Antonio and his son both have allergy-induced asthma. If that makes him a cautious parent, what his aunt went through in March makes him a blinking red light.

“My aunt was in the hospital for two weeks with the virus,” Antonio said. “She’s fine now, but she told me she wouldn’t wish this on her worst enemy. She said she felt like she had the plague.”

The stark image of his aunt flat on her back and helpless, Antonio can’t walk away from that thought anymore than he could walk away from exercising due diligence. He doesn’t know of one high school coach in the area who would knowingly put a kid at risk, but he knows winning sometimes can drive a human to irrational acts. The push to succeed is that strong.

“But if you’re a parent and you know of such a coach, would you let your kid play for that coach? Of course you wouldn’t,” Antonio said. “Look, we (coaches) are very competitive. But we remember this is football. The superintendent in this district and in all districts everywhere have a lot on their minds right now, and football is down on the list of priority concerns.”
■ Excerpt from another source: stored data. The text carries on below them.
PR #12903, opened 2024-07-17
John/pipedream sdk

celador:


packages/sdk/examples/next-app/app/page.tsx
```diff
@@ -0,0 +1,108 @@
...
+            </p>
+            <p>
+              <button type="submit" onClick={signIn} style={{ all: "revert" }}>Sign in</button>
+            </p>
+          </form>
+
+      }
+      {
+        initialized && <div>
+          {token && <p>Token: {token}</p>}
```
bizyb, line 86: This is a bit awkward. A better UX would be to render `Token: <message>` to indicate that it's missing. The message could be something informative. The alternative just had me waiting for a while, not knowing whether i should click on the connect button.

packages/sdk/src/index.ts
```diff
@@ -0,0 +1,93 @@
...
+  externalId: string;
+  clientName?: string
+};
+
+// type AccountId = string;
+// type AccountKeyFields = {
+//   externalId: string;
+//   app: string;
+// };
+// type AccountKey = AccountId | AccountKeyFields;
```
bizyb, line 18: Will we need this?

bizyb (commented):
Just some minor suggestions so far. Another improvement could be caching the state in localStroge so you don't lose your state whenever you fresh the page, which i did often.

So if that day comes and Antonio needs to address his team, that January is the proposed re-start providing there’s not a second surge or even a continuation of a first one, Antonio will see 150 Andrews out there.

Antonio will see the stares and moist eyes and probably a face or two poised to anger. He will want to ease their pain and he knows he can’t. These are teenagers, still considered kids by law, and now they will be forced to take a seat in the adult world.

Antonio will tell them straight up. He’ll show disappointment, frustration, sadness. But he won’t show theater. This will not be a TV scene from a crime drama. Life goes on, and so the kids will take the lead they’ve been given. Being a role model doesn’t always come with wow moments, high fives and fist bumps.

To comment write to bobpadecky@gmail.com.

Editor’s Note: A photo caption attached to an earlier version of this story incorrectly described the date of a spring football camp at Casa Grande High School. The photo was taken in 2019.